Graham filed this resolution condemning the impeachment inquiry and not all the Republican senators signed on to it. So I think actually that was telling. It was intended to be a show of force for the president, but in fact, not everybody showed up for that show of force.

So, it does suggest there are some weak links that could deserve more scrutiny going forward.

STELTER: Certainly, "The Daily Caller," of all outlet, a conservative outlet oftentimes pro Trump, called all the offices of GOP senators asking, what will you do about impeachment, will you refuse to vote to convict President Trump in a trial? Only seven of the GOP senators said we will absolutely not convict no matter what.

Now, the explanation from "Politico" and other outlets is that these senators, because they're going to be members of a jury, they're not prejudging what's going to happen. But it's striking, Sarah, that we're already at the point where reporters are asking that question. We are already this far down the impeachment road, only one month ago, Nancy Pelosi announced down this inquiry.

ELLISON: No, it's very fast moving and I think that people have identified, the only way that you can report on silence is to keep asking the question sand saying who is willing to answer?


Because otherwise, we're left with a vacuum, where are Senate Republicans, what are we supposed to think about what could happen. That's where the focus should be. But in a vacuum, all you can do is just pick up the phone and keep asking the question.

STELTER: Right, that's how you show the silence, that's absolutely true.


STELTER: Thank you very much, Sam. Thank you.

Everybody else, stick around.

Quick break here, and then we're talking more about how impeachment is being framed through right wing media. You need to know what President Trump is hearing when he turns on the TV. We're going to show you all that rhetoric, next.


STELTER: With President Trump's impeachment in the House now seeming inevitable and attention turning to the Senate, will his Fox News force field stay strong? Will it hold up?

This is a key question. You now, as Dan Balz wrote in "The Washington Post," it is now a question of whether this Ukraine scandal, really is a scandal, of what happened. He says, it is now a question of how the president explains it and how lawmakers, especially Republicans, choose to respond to it.

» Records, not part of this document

Issue #967, opened 2017-01-04
Proposal: pass request object to router.find


sseg:
It can be useful to make decisions about headers in the routing layer (e.g. for API versioning or media types). Having the full request available to the router allows the application to route requests based on any value of the WSGI request env.

To implement this kind of functionality currently requires putting routing logic into response handlers (after HTTP method resolution) or manipulating the request URI using middlewares. Neither of these solve the problem in a straightforward way, and both overload another layer of the application with values computed from headers (respectively the response handler and the request path).

`falcon.api.API`'s `_get_responder` method should pass the request object to the router during route-finding to provide greater control in the routing process:
```python
route = self._router.find(path, request=req)
```

This would constitute a breaking change in the routing API, where the `find` methods of routers would need to accept a new keyword argument, but I believe the power this affords makes it worth the change. I expect the biggest win from this change would be in allowing applications to solve API versioning (https://github.com/falconry/falcon/issues/645, https://github.com/falconry/falcon/issues/932) using a custom router or a router wrapper.

What do you think?

kgriffs:
Hmm, interesting idea. Since `path` is simply `req.path`, you might just pass in `req` instead, e.g.:

```py
route = self._router.find(req)
```

If we make this a breaking change, it will have to wait for 2.0. Alternatively, we could introduce a new method that, if present, is called instead of find(), e.g.:

```py
if self._router_implements_search:
    route = self._router.search(req)
else:
    route = self._router.find(path)
```

Alternatively, we could wrap `find()` with a shim when `search()` is not available, or use it directly when it is. This would incur the overhead of an extra function call in the former case:

```py
    route = self._router_search(req)
```

Finally, we could avoid introducing a new method by simply adding a kwarg as originally proposed. We could check the argspec to determine whether or not the router supports the new parameter. But those two args would be somewhat redundant as I mentioned earlier.

sseg:
I'm in favour of branching within `_get_responder` as it reads simply and introduces very little overhead for both the default router and those implementing the new method. 

There's a risk that whichever name is chosen for the new method could already be used in the namespace of a user's custom router. We could introduce a new keyword argument to the API class that allows users to specify which method on their router accepts a Request object (if any), defaulting to `"search"`.

sseg:
[...]

PR #995, opened 2017-01-29
feat(API): add support for routing on full request

sseg:
One way of resolving https://github.com/falconry/falcon/issues/967

### DIFF
--- a/falcon/api.py
+++ b/falcon/api.py
@@ -103,6 +103,10 @@ class API(object):
             to use in lieu of the default engine.
             See also: :ref:`Routing <routing>`.
 
+        router_search_method (str, optional): The name of a custom router method
+            which searches for a route given a ``Request`` object. (default
+            ``"search"``)
+
         independent_middleware (bool): Set to ``True`` if response
             middleware should be executed independently of whether or
             not request middleware raises an exception.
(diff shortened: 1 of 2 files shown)


sseg:
@kgriffs: let me know if you want to go with this approach and then I'll update the custom routing docs to match.

falcon/api.py
```diff
@@ -103,6 +103,10 @@ def process_response(self, req, resp, resource, req_succeeded)
             to use in lieu of the default engine.
             See also: :ref:`Routing <routing>`.
 
+        router_search_method (str, optional): The name of a custom router method
```
kgriffs: How does this compare to simply defining a new `search()` method for the router interface and deprecating `find()`? Does the method name need to be configurable?

kgriffs: > There's the possibility that existing custom router implementations will already use whatever method name we choose for some other functionality.

Good point. I don't think there is any way around potentially breaking a custom router if we introduce another method name. Making that name configurable provides a way to mitigate the break, but doesn't avoid it in the first place. At this point a think we have the following options:

**a)** Introduce a new method in the next minor point release, which may break some custom routers out there.

**b)** Don't introduce a new method, but wait until 2.0 to change the `find()` method to take a `Request` object instead of a path

**c)** Don't introduce a new method, but add a `req` param to `find()` for the next minor point release. Then remove the path param in 2.0 as a breaking change. When a custom router is passed in, check the argspec and call in one of two ways, accordingly, to be backwards-compatible.

I'm keen to not do (a) because that goes against semver. (c) means passing redundant params, but it gets this functionality in people's hands sooner than (b), and can be cleaned up with the 2.0 release anyway. 

What do you think? I would be happy with either (b) or (c).

sseg: Up to you, really. 

I'm happy to write (c) and a ticket to track (b) if you think that's a good approach. 

Otherwise we can update https://github.com/falconry/falcon/issues/967 to track the 2.0 plan and leave this out for now.

kgriffs: OK, let's move forward with (c) then. Thanks!

kgriffs:
Hi @sseg, it would be nice to get this in 1.2 if we can get this over the finish line in the next couple days. Do you think you'll have some time to work on this some more today or tomorrow?

sseg:
I can get some time to write the implementation tomorrow morning, but I
don't think I'll have cycles to follow-up on feedback until the weekend.

What's your release schedule?

sseg:
Closing in favour of https://github.com/falconry/falcon/pull/1001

Well, many Republicans are getting their talking points from here, from Fox News, from these primetime shows, from "Fox and Friends", from other parts of Fox, and right wing radio. And the message is extreme, accusing Democrats of dirty tricks and so much more.

Just take a quick look.


SEAN HANNITY, FOX NEWS HOST: The Democrats' top secret, their Soviet- style impeachment coup attempt.

GERALDO RIVERA, FOX NEWS CORRESPONDENT AT LARGE: The president is clearly being denied his constitutional due process.


It is a kangaroo court.

LAURA INGRAHAM, FOX NEWS HOST: You know I hate to say it so this crassly, but it seems like it's the revenge of the globalists here.

ARI FLEISCHER, FOX NEWS CONTRIBUTOR: This is a dirty impeachment because it's all being done in secret.


STELTER: Meanwhile, we've got the former chief of staff John Kelly basically saying Trump is unfit for office.

And so, what does the press secretary do? She goes on Fox. She acts more like a propaganda minister than a press secretary, and she slams Kelly as, quote, totally unequipped to handle the genius of our great president.

That's a quote from the White House press secretary. Hey, if you're so proud and confident of his genius, why don't you restore the press briefings? Why don't you come out and talk about the president's accomplishments and take questions from reporters? That would be an actually show of strength.

But, look, we're seeing Grisham and many others repeat the president's aggressive language about impeachment, including that comment about "lynching."


STEPHANIE GRISHAM, WHITE HOUSE PRESS SECRETARY: What is happening on the Hill with this farce of impeachment hearings, it is a mob lynching type of a situation.

(END VIDEO CLIP) STELTER: It is not that kind of a situation, but listen, I think the reason why this matters, the reason this rhetoric matters is because the president is hearing it every day and his supporters are hearing it every day. You've got to understand what's being heard in right wing media to understand this impeachment debate.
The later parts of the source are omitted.